== GIVEN DATA ==

Issue #633, opened 2015-08-05
Yamaha renderers GUI "Select renderers" bug


ler0y:
The Yamaha renderers are not listed in the GUI "Select renderers" option.
With default UMS settings (all renderers enabled) the Yamaha renderers are loaded and used as normal:

DEBUG 19:17:27.736 [main] Added file watch at renderers: renderers\\Yamaha-RN500.conf
DEBUG 19:17:27.738 [main] Added file watch at renderers: renderers\\Yamaha-RXA1010.conf
DEBUG 19:17:27.739 [main] Added file watch at renderers: renderers\\Yamaha-RXV3900.conf
DEBUG 19:17:27.740 [main] Added file watch at renderers: renderers\\Yamaha-RXV671.conf

But if for example the Xbox360 renderer is disabled in the GUI, than the Xbox360 renderer is ignored,
but also the Yamaha renderers be ignored:

DEBUG 19:35:40.703 [main] Added file watch at renderers: renderers\\Microsoft-Xbox360.conf
DEBUG 19:35:40.703 [main] Ignored Xbox 360 configuration
DEBUG 19:35:40.871 [main] Added file watch at renderers: renderers\\Yamaha-RN500.conf
DEBUG 19:35:40.871 [main] Ignored Yamaha R-N500 configuration
DEBUG 19:35:40.872 [main] Added file watch at renderers: renderers\\Yamaha-RXA1010.conf
DEBUG 19:35:40.872 [main] Ignored Yamaha RX-A1010 configuration
DEBUG 19:35:40.878 [main] Added file watch at renderers: renderers\\Yamaha-RXV3900.conf
DEBUG 19:35:40.879 [main] Ignored Yamaha RX-V3900 configuration
DEBUG 19:35:40.880 [main] Added file watch at renderers: renderers\\Yamaha-RXV671.conf
DEBUG 19:35:40.880 [main] Ignored Yamaha RX-V671 configuration

After some testing, I found some workaround to this issue which hopefully can give you guys more insight about this.

It seems that UMS does not like the "Y" character in the naming Yamaha, as renderer name.
If in the Yamaha config files the RendererName is changed from "Yamaha" to "Jamaha" like:

Yamaha-RN500.conf:
#RendererName = Yamaha R-N500
RendererName = Jamaha R-N500

Yamaha-RXA1010.conf:
#RendererName = Yamaha RX-A1010
RendererName = Jamaha RX-A1010

[...]

PR #635, opened 2015-08-07
Fixes to SelectRenderers inspired by #633

Nadahar:
When @valib posted 1182f560e534e1f6e40eb9a17e33cfa3f5e6d55e I was already looking at it and had discovered an additional problem: The logic building the groups relied on the incoming data being sorted. I always find that a bit scary and had written a different logic that wasn't hurt by it being unsorted.

Further testing revealed a couple of other issues as well:
* When selecting only some members of a group, the next time one opened the Select Renderers window that whole group would be cleared.
* If selecting no renderers (from some strange reason), the effect would be that all renderers would be selected (because the default, all renderers, would kick in).

Further logics rewrite have fixed that too. To try to move some "low level" logic out of ```SelectRenderers``` I created a new class ```SearchableMutableTreeNode``` extending ```DefaultMutableTreeNode``` that can be reused for similar tasks. The class is general except one "special logic" (controlled by a parameter) for handling search on both the current node and the parent node simultaneously (because names are split by the first space in the renderer name). I don't like this, but found it to be to most practical approach.

I also added "Apple" to the name of AirPlayer and iDevice renderers, so that they are grouped under "Apple" and documented ```Selected renderers``` in ```UMS.conf```.

### DIFF
--- a/src/main/java/net/pms/newgui/SelectRenderers.java
+++ b/src/main/java/net/pms/newgui/SelectRenderers.java
@@ -1,7 +1,7 @@
 /*
  * Universal Media Server, for streaming any medias to DLNA
  * compatible renderers based on the http://www.ps3mediaserver.org.
- * Copyright (C) 2012  UMS developers.
+ * Copyright (C) 2012 UMS developers.
  *
  * This program is a free software; you can redistribute it and/or
  * modify it under the terms of the GNU General Public License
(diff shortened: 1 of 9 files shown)


valib:
@Nadahar there are missing one word renderer names like DirecTV, Kodi, WMP etc.

src/main/java/net/pms/newgui/SelectRenderers.java
```diff
@@ -52,45 +58,41 @@ public void build() {
...
-					renderersGroup.add(new DefaultMutableTreeNode(renderer.substring(renderer.indexOf(" "))));
-				} else {
-					renderersGroup.add(new DefaultMutableTreeNode(renderer));
-				}
+		allRenderers = new SearchableMutableTreeNode(Messages.getString("GeneralTab.13"));
 
-			} else {
-				if (!firstLoop) {
-					allRenderers.add(renderersGroup);
+		Pattern pattern = Pattern.compile("^\\s*([^\\s]*) ?([^\\s].*?)?\\s*$");
```
Nadahar: @valib Aargh! The original, tested regex was ```^\s*([^\s]*)\s*([^\s].*?)?\s*$```. During "final touches" I changed this to ```^\s*([^\s]*) ([^\s].*?)?\s*$``` to force a single space to comply with the "grouping" rules. I assumed this to be safe, and did not retest. It obviously isn't as it requires a space to get a match at all. The correct regex is ```^\s*([^\s]*) ?([^\s].*?)?\s*$```.

Nadahar:
I've updated to PR with the corrected regex, and I've added the tests. As I assumed the last minute change to the regex to be safe, I assumes that this wouldn't affect tests and didn't try to build.

Note to self: **NEVER** assume (anything to be safe)!

SubJunk:
@Nadahar I did a bit of testing on this and it looks good. Do you think it's ready to merge? What about @UniversalMediaServer/developers ?

Nadahar:
@SubJunk As far as I can tell it's ready.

===

## TASK
Referring to the material above, set down exactly the lines between the line with "DEBUG 19:17:27.740 [main]" and the line with "DEBUG 19:35:40.871 [main] Ignored", inclusive, and no other lines.

## SOLUTION FOR THIS TASK
DEBUG 19:17:27.740 [main] Added file watch at renderers: renderers\\Yamaha-RXV671.conf

But if for example the Xbox360 renderer is disabled in the GUI, than the Xbox360 renderer is ignored,
but also the Yamaha renderers be ignored:

DEBUG 19:35:40.703 [main] Added file watch at renderers: renderers\\Microsoft-Xbox360.conf
DEBUG 19:35:40.703 [main] Ignored Xbox 360 configuration
DEBUG 19:35:40.871 [main] Added file watch at renderers: renderers\\Yamaha-RN500.conf
DEBUG 19:35:40.871 [main] Ignored Yamaha R-N500 configuration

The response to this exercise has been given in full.